# Lordstown 2017 Photos



## BrightParrot (Jul 22, 2016)

Well, I have my pictures off of my phone and camera - Lordstown is here: http://www.brightparrot.com/ph…/lordstown-2017-photo-gallery
Superfly pics are here: http://www.brightparrot.com/pho…/superfly-2017-photo-gallery
If you want a copy for yourself of any of them, click on the photo, it opens in a lightbox - then there is a download button (next to the facebook button) on the bottom that will give you the file with the original resolution.
If anyone else has any pictures to add to the galleries, you can email them over - BrightParrot at BrightParrot dot com
Or, if you have your own spot for your online photographic genius, let us know - I know I'm dying to see them!


----------



## evolizzee (Feb 4, 2017)

The chameleon painted/wrapped second gen looked pretty cool!


----------



## jsusanka (Jan 31, 2011)

What a bunch of perdy cruzes! Amazing how you guys/gals modify your cruzes. I barely have the energy to clay bar once a year and keep it waxed.


----------



## Rivergoer (Mar 30, 2017)

evolizzee said:


> The chameleon painted/wrapped second gen looked pretty cool!


Agreed and thanks BrightParrot for sharing pics! A lot of different plates, who drove the furthest to Lordstown this year?


----------



## AutumnCruzeRS (Sep 10, 2012)

Thanks for sharing. The super fly looked super fun bummed I missed out on it.


----------



## Merc6 (Jun 8, 2013)

AutumnCruzeRS said:


> Thanks for sharing. The super fly looked super fun bummed I missed out on it.

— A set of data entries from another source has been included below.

PR #69, opened 2024-01-01
un-122-extract scan universal functions to worker

zorjak:


internal/core/worker/ownership/worker.go
```diff
@@ -0,0 +1,698 @@
...
+		var existingContracts []string
+		existingContracts, err = tx.GetExistingERC721UniversalContracts(contracts)
+		if err != nil {
+			slog.Error("error occurred checking if user-provided contracts exist in storage", "err", err.Error())
+			return err
+		}
+		contractsAddress = append(contractsAddress, existingContracts...)
+	} else {
+		dbContracts := tx.GetAllERC721UniversalContracts()
+		contractsAddress = append(contractsAddress, dbContracts...)
```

Yeah I haven't been to the newer ones like this. The ones I went to were ages ago a few blocks up at Spaghetti Warehouse. No way they could have held that crowd and served regular customers. I was seriously thinking of sitting that one out but glad I did go.


----------



## CRUISE-CRUZE (Nov 8, 2010)

*It was another great trip to Lordstown. I would just say a big THANK YOU to XtremeRevolution and all the other guys who helped and made this trip possible, once again! It is not easy to put all the details together and make all the arrangements. I would rate 5 STARS all these guys and I hope we'll have another nice trip next year! *:bowdown::bowdown::bowdown:


----------



## anthonysmith93 (Jul 15, 2015)

https://www.facebook.com/media/set/?set=a.10155326091246100.1073741833.640721099&type=1&l=ad085c31dc

Here's a link to my album of pics, it IS on Facebook, but I made it public so anyone can view them without signing in.


----------



## Tomko (Jun 1, 2013)

evolizzee said:


> The chameleon painted/wrapped second gen looked pretty cool!


Whose Cruze was that?


----------



## 96zed28 (Sep 8, 2014)

Tomko said:


> Whose Cruze was that?


Ryan Palmer's I believe. It was the talk of the meet, very impressive and he was on the news!


----------



## Merc6 (Jun 8, 2013)

anthonysmith93 said:


> https://www.facebook.com/media/set/?set=a.10155326091246100.1073741833.640721099&type=1&l=ad085c31dc
> 
> Here's a link to my album of pics, it IS on Facebook, but I made it public so anyone can view them without signing in.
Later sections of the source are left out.